Dipolar and quadrupolar correlations in the $5d^2$ Re-based double perovskites Ba$_2$YReO$_6$ and Ba$_2$ScReO$_6$

TL;DR

This study investigates the magnetic and quadrupolar correlations in Re-based double perovskites Ba$_2$YReO$_6$ and Ba$_2$ScReO$_6$ using various experimental techniques, revealing complex magnetic states and excitations.

Contribution

It provides new insights into the dipolar and quadrupolar interactions in heavy transition metal double perovskites, combining experimental data with theoretical modeling.

Findings

Type-I antiferromagnetic ground state observed in both compounds

Identification of a quadrupolar ordered phase above magnetic transitions

Observation of gapped spin excitations and phonon modes

Abstract

Double perovskites containing heavy transition metal ions are an important family of compounds for the study of the interplay between electron correlation and spin-orbit coupling. Here, by combining magnetic susceptibility, heat capacity, and neutron scattering measurements, we investigate the dipolar and quadrupolar correlations in two prototype rhenium-based double perovskite compounds, Ba$_2$YReO$_6$ and Ba$_2$ScReO$_6$. A type-I dipolar antiferromagnetic ground state with a propagation vector $\mathbf{q} = (0, 0, 1)$ is observed in both compounds.

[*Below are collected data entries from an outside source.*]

PR #1665, opened 2024-12-07
Using math defines requires switch in MSVC

zcbenz:

### DIFF
--- a/mlx/ops.cpp
+++ b/mlx/ops.cpp
@@ -1,4 +1,10 @@
 // Copyright © 2023-2024 Apple Inc.
+
+#ifdef _MSC_VER
+// Required for ussing M_PI in MSVC.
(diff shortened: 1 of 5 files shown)


mlx/ops.cpp
```diff
@@ -1,4 +1,10 @@
 // Copyright © 2023-2024 Apple Inc.
+
+#ifdef _MSC_VER
+// Required for using M_PI in MSVC.
+#define _USE_MATH_DEFINES
+#endif
+
```
awni, line 7: I think we can keep it simple and just leave these `#defines _USE_MATH_DEFINES` ungaurded. They work w/ clang and I believe g++ as well.

zcbenz: Updated.

awni (approved):
Thanks!

PR #1666, opened 2024-12-07
Provide a pread implementation for MSVC

zcbenz:

There is no `pread` on Windows, but we can easily emulate it with win32 APIs.


awni (approved):
Thanks!

PR #1797, opened 2025-01-26
Fix rope fallback to not upcast

awni:
As title.

### DIFF
--- a/mlx/fast.cpp
+++ b/mlx/fast.cpp
@@ -392,7 +392,7 @@ array rope(
           s);
     };
 
-    auto inv_freqs = inputs.size() == 3 ? astype(reciprocal(inputs[2], s), t)
+    auto inv_freqs = inputs.size() == 3 ? astype(reciprocal(inputs[2], s), t, s)
                                         : default_inv_freqs();
     auto theta =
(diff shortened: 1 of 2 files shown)


mlx/fast.cpp
```diff
@@ -392,8 +392,8 @@ array rope(
           s);
     };
 
-    auto inv_freqs =
-        inputs.size() == 3 ? reciprocal(inputs[2], s) : default_inv_freqs();
+    auto inv_freqs = inputs.size() == 3 ? astype(reciprocal(inputs[2], s), t)
```
angeloskath, line 395: So presumably this is for precision that we don't do `reciprocal(astype(inputs[2], t, s), s)` ?

Also small issue here is that `astype` should also get the stream.

```suggestion
    auto inv_freqs = inputs.size() == 3 ? astype(reciprocal(inputs[2], s), t, s)
```

angeloskath (approved):
Nice!

mlx/fast.cpp
awni: Yes it seemed safer but it's not really based on anything concrete. Good catch with the stream!

PR #1798, opened 2025-01-27
CPU benchmarks for Cholesky decomposition.

NAThompson:
## Checklist


awni:
Thanks for the PR. I don't think we are particularly in need of a standalone benchmark for this.. if you are planning to do some work on speeding up Cholesky feel free to submit a benchmark with it at that time.

awni:
Cool, per offline conversation, I'll keep this closed but we can re-open/merge when necessary

PR #1811, opened 2025-01-30
Allow different value dimensions in sdpa_vector

angeloskath:
As title. Specifically it adds a kernel for 192 query/key dimensions and 128 value dimensions.

On the M2 Ultra the speed ups are as follows (over non fused sdpa):

**With GQA**
speedup_gqa

**Without GQA**
speedup


awni:
Wow, the GQA speedup is massive!!

angeloskath:
> Wow, the GQA speedup is massive!!

There isn't an improvement over what we had before (as you can see in the code).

At temperatures above the magnetic transitions, a quadrupolar ordered phase is identified. Weak spin excitations, which are gapped at low temperatures and softened in the correlated paramagnetic phase, are explained using a minimal model that considers both the dipolar and quadrupolar interactions. At larger wavevectors, we observe dominant phonon excitations that are well described by density functional calculations.